DIRECTIONS FOR THIS TASK >> Find every line in the records below that holds the word "opened", and copy each one.

(Stored data)
==================================================

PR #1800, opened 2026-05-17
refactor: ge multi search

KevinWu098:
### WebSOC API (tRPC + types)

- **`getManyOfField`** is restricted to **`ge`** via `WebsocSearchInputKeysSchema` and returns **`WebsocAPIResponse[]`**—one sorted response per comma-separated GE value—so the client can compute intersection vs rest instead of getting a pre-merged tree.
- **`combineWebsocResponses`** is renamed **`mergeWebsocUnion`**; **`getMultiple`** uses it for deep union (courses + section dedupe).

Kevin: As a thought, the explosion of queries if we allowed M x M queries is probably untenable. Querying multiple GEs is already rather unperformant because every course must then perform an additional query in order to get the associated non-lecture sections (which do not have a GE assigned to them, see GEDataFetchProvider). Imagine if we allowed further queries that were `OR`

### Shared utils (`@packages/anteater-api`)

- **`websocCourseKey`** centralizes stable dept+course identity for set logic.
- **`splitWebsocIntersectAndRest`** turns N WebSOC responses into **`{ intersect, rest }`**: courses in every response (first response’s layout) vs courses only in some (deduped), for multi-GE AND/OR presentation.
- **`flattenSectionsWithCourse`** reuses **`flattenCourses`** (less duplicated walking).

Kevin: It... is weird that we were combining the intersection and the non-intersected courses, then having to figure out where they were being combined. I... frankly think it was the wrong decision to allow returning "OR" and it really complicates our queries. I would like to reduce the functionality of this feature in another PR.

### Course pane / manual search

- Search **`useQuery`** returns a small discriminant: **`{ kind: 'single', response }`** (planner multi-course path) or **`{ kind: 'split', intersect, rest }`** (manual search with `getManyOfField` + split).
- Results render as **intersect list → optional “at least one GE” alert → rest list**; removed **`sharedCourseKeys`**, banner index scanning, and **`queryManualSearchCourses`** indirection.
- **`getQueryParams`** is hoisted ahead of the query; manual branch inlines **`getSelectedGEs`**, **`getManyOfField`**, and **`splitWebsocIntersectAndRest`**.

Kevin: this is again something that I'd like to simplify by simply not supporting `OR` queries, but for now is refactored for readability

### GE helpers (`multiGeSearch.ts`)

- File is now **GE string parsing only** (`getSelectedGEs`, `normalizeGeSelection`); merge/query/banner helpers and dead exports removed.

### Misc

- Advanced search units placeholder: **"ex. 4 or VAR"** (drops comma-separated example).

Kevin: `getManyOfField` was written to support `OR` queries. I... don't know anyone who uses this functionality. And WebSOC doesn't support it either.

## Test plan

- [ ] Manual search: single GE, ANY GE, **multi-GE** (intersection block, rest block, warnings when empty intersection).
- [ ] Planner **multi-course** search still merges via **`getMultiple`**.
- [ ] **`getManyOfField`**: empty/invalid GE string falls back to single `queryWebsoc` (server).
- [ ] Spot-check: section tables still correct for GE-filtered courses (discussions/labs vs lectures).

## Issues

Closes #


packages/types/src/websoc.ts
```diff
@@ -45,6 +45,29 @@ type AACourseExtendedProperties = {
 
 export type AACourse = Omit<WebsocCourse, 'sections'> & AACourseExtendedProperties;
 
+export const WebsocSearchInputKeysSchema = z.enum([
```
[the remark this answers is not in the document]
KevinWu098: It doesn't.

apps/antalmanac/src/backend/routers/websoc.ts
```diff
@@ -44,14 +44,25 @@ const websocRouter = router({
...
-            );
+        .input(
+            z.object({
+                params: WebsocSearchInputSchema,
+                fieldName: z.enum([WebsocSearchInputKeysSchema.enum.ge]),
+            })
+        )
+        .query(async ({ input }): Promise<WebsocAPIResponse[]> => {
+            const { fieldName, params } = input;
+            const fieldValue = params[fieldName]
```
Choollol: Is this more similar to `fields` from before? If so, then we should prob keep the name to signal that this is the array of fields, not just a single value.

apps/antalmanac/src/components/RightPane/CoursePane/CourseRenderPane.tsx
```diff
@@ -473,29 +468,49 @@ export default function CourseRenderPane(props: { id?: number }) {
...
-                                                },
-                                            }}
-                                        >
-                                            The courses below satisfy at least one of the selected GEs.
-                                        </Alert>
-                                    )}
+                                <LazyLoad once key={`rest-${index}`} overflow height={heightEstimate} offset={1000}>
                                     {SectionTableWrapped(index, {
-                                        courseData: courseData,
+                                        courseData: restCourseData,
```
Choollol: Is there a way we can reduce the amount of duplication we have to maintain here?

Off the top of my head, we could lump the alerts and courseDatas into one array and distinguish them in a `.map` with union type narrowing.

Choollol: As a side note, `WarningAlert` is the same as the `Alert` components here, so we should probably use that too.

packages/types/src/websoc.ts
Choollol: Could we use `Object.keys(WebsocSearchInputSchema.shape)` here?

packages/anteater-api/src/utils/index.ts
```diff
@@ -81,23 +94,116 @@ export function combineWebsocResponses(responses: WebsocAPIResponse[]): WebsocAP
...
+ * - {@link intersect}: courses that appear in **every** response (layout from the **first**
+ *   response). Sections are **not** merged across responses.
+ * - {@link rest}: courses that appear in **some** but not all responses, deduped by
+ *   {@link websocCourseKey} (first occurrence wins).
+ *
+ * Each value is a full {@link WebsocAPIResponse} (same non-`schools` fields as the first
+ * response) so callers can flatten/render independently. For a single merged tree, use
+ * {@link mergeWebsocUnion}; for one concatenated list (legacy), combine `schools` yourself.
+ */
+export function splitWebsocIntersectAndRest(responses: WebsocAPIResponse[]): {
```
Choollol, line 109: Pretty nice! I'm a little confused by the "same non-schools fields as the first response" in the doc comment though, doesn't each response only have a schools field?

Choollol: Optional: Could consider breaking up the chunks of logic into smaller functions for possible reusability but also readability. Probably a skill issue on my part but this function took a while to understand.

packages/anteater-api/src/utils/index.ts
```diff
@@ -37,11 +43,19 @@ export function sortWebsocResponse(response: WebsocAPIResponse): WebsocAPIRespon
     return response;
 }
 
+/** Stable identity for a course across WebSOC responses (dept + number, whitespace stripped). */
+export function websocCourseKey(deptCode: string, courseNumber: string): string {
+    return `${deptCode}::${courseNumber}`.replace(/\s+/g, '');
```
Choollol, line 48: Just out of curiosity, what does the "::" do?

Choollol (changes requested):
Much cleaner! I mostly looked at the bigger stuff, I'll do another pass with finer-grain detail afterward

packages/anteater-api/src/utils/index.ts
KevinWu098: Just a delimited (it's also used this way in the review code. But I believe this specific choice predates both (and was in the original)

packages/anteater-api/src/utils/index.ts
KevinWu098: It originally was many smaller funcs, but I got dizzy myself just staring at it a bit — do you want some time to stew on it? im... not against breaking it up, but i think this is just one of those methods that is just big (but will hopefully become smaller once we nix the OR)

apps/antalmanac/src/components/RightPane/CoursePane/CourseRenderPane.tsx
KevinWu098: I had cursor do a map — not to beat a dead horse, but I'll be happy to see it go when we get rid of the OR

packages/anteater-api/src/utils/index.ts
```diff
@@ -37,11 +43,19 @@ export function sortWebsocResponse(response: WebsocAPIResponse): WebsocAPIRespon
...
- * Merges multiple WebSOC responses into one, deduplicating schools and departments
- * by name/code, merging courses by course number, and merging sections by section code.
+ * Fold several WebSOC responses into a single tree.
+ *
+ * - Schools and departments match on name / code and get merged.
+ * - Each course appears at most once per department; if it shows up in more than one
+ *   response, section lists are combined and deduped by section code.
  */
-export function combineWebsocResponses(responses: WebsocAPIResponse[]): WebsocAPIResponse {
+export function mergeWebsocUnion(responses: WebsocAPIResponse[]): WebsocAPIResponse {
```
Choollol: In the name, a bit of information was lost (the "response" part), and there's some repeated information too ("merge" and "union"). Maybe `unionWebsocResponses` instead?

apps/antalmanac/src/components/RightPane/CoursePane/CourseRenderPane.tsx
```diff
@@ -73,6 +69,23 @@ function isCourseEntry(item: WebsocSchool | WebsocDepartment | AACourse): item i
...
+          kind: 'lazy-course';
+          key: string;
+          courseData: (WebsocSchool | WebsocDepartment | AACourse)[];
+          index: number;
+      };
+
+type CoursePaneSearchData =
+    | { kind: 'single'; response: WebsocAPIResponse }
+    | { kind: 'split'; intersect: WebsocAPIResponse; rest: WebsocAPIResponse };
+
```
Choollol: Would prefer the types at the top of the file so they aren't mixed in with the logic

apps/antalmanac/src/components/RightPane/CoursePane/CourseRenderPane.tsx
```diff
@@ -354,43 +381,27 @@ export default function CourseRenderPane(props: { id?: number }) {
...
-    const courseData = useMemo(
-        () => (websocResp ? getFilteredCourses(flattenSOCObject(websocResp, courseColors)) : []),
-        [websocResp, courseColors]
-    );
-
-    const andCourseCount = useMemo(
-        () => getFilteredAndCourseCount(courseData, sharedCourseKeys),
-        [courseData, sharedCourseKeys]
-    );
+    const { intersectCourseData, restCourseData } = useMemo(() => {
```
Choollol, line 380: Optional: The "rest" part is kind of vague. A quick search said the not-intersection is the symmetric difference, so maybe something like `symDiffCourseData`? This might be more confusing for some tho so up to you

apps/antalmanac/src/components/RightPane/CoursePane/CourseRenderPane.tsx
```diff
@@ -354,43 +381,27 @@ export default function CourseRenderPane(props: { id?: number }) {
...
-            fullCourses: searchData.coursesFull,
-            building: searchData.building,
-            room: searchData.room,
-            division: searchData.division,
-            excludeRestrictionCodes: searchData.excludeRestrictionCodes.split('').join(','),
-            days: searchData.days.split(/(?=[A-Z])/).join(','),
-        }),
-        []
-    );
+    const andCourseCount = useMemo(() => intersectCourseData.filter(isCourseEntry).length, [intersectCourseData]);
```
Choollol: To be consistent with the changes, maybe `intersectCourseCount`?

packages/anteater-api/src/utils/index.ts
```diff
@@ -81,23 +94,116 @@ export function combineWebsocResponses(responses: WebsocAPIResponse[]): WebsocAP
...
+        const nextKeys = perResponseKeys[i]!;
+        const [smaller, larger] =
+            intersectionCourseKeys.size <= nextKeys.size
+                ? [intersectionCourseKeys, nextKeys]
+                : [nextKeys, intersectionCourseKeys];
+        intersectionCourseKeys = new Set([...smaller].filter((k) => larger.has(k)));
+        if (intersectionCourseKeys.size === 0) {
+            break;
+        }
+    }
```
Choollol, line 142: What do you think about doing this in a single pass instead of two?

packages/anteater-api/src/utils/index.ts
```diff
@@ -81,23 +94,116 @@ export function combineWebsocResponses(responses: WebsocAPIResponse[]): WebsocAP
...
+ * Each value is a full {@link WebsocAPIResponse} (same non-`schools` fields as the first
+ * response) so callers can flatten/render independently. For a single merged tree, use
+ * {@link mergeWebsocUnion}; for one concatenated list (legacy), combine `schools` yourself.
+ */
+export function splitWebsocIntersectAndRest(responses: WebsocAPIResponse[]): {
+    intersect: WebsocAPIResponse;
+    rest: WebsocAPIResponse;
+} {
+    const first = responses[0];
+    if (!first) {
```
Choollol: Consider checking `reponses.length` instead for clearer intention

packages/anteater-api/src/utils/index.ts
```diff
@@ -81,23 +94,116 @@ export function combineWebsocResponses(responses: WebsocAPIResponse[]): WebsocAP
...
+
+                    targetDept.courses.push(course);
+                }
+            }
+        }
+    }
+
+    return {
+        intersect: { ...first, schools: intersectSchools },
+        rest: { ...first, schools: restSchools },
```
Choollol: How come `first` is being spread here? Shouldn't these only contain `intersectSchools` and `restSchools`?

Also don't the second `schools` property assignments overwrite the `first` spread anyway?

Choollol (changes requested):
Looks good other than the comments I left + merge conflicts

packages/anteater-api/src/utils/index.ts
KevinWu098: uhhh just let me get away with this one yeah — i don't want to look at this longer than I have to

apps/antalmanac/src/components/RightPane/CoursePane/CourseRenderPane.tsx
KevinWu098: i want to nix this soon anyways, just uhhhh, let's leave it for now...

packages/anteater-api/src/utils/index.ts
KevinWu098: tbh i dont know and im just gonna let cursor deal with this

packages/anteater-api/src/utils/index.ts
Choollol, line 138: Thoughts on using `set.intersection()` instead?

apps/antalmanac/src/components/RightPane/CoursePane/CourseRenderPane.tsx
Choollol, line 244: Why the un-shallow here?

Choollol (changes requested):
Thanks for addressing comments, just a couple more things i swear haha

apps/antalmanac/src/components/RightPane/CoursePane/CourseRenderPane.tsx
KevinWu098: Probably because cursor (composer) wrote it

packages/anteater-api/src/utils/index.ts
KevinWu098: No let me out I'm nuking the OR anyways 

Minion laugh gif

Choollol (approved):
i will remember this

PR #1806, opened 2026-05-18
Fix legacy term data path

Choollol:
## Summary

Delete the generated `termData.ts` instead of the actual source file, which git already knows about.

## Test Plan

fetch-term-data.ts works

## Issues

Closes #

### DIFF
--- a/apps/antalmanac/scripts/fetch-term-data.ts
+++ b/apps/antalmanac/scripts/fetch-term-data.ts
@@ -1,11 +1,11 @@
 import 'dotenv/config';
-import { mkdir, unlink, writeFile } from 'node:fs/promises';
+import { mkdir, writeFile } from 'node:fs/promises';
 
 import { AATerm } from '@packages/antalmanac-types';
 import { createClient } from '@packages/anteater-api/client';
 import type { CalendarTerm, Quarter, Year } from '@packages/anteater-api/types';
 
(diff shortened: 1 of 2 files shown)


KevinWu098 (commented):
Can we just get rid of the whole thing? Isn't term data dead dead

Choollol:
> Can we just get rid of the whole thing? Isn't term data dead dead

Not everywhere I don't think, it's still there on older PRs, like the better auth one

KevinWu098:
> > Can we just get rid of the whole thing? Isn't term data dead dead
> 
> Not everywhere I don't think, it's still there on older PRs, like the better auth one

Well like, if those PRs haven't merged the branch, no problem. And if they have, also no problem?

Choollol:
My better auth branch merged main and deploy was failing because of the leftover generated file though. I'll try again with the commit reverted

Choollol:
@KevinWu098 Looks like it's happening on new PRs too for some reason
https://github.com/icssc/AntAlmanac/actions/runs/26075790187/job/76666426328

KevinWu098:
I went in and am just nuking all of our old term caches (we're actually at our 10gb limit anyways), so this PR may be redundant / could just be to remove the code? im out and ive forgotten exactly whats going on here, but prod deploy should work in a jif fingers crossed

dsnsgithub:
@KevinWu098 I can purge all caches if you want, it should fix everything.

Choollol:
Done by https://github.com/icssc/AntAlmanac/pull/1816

==================================================

SOLUTION >>
PR #1800, opened 2026-05-17
PR #1806, opened 2026-05-18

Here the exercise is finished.